Sunday 18 February 2018

Why We’re Underestimating American Collapse

an article by Umair Haque published in Eudaimonia [via 3 Quarks Daily with grateful thanks]

The Strange New Pathologies of the World’s First Rich Failed State



You might say, having read some of my recent essays, “Umair! Don’t worry! Everything will be fine! It’s not that bad!” I would look at you politely, and then say gently, “To tell you the truth, I don’t think we’re taking collapse nearly seriously enough.”

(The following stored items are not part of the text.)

PR #34, opened 2021-05-04
[safe-refactor] refactor code to allow for easier unit testing

smitterl:
Existing behavior is not changed.

As can be seen, there is no change in logic, only parts of the code have
been moved into smaller functions in order to allow for unit testing them
more easily.

As unit tests will want to source the script file in order to test the
functions in isolation, a switch has been added to avoid script execution
when the script is sourced.

1. Define top-level functions
 - `parse_args` to hold the argument parsing logic. After this function
   is run, global arguments have been assigned to script global variables
   to be used in other functions.
 - `run_command` contains the command selection and delegation to handling
   functions.
2. Define handling functions
 - Each case' commands have been moved from `run_command` to top-level
   functions. This way a unit test can call for example only the function
   under test.
 - A unit test could look like:
   ```bash
    #!/bin/bash
    source mdevctl
    source setup # some logic to use local $parent_base and $mdev_base
                 # for testing instead of the real ones
    res=0
    parent=some_parent
    type=some_type
    result=$(define_device)
    if ! [[ "$?" -eq "0" ]] || [[ -z "$result" ]]; then
        echo "Failed to define device."
        res=1
    fi
    exit res
   ```
3. Add switch to avoid execution during sourcing.

Signed-off-by: Sebastian Mitterle <smitterl@redhat.com>

### DIFF
--- a/mdevctl
+++ b/mdevctl
@@ -314,6 +314,376 @@ unique_uuid() {
     echo "$uuid"
 }
 
+
+define_device() {
+    if [ -n "$jsonfile" ]; then
+        if [ ! -r "$jsonfile" ]; then
+            echo "Unable to read file $jsonfile" >&2
+            exit 1
+        fi
+        if [ -n "$type" ]; then
+            echo "Device type cannot be specified separately from $jsonfile" >&2
+            exit 1
+        fi
+        if [ -z "$parent" ]; then
+            echo "Parent device required to define device via $jsonfile" >&2
+        fi
+        if [ -z "$uuid" ]; then
+            uuid=$(unique_uuid)
+            print_uuid="echo $uuid"
+        fi
+        if [ -e "$persist_base/$parent/$uuid" ]; then
+            echo "Cowardly refusing to overwrite existing config for $parent/$uuid" >&2
+            exit 1
+        fi
+        set -o errexit
+        read_config "$jsonfile"
+        if [ $? -ne 0 ]; then
+            echo "Error reading $jsonfile" >&2
+            exit 1
+        fi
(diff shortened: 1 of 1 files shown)


smitterl:
The code was tested dynamically with the system-level test script from https://github.com/mdevctl/mdevctl/pull/33
```bash
# make rpm
# rpm -i noarch/mdevctl-0.80-1.el8.noarch.rpm
# /root/roundtrip_test
- Confirm that test device is a known type
- Define and list device without uuid on mtty-1
- Define and list created device on mtty-2
- Stop known device on mtty-2
- Modify known device on mtty-2 and check json
- Start known device tries to set attribute but fails on non-existing attribute
- Delete non-existing attribute on known device
- Define device from json, change start type
- Start known devices
- Stop all known devices
- Undefine all known devices
```

smitterl:
Unfortunately, the diff looks rather ugly and obfuscates the little change that has happened. It might be easier to compare the actual file manually - https://github.com/mdevctl/mdevctl/blob/475e1f2cc583fa571e23b3b6426a9cd481344cb3/mdevctl

awilliam:
Thanks for the pull requests!  This looks useful.  We're currently considering a rebase to a rust based rewrite of mdevctl, where a (nearly) functionally complete prototype can be found here: https://gitlab.com/jjongsma/mdevctl-experimental  As you'll see there, Jonathon has already include several tests.  It would be great if you could review how your testing matches to this new version.  Thanks!

cohuck:
I think this has been obsoleted by the rust rewrite; is there still something we want to do on top of that?

smitterl:
Yep, closing. :)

Why? When we take a hard look at US collapse, we see a number of social pathologies on the rise. Not just any kind. Not even troubling, worrying, and dangerous ones. But strange and bizarre ones. Unique ones. Singular and gruesomely weird ones I’ve never really seen before, and outside of a dystopia written by Dickens and Orwell, nor have you, and neither has history. They suggest that whatever “numbers” we use to represent decline  –  shrinking real incomes, inequality, and so on – we are in fact grossly underestimating what pundits call the “human toll”, but which sensible human beings like you and I should simply think of as the overwhelming despair, rage, and anxiety of living in a collapsing society.

Let me give you just five examples of what I’ll call the social pathologies of collapse  –  strange, weird, and gruesome new diseases, not just ones we don’t usually see in healthy societies, but ones that we have never really seen before in any modern society.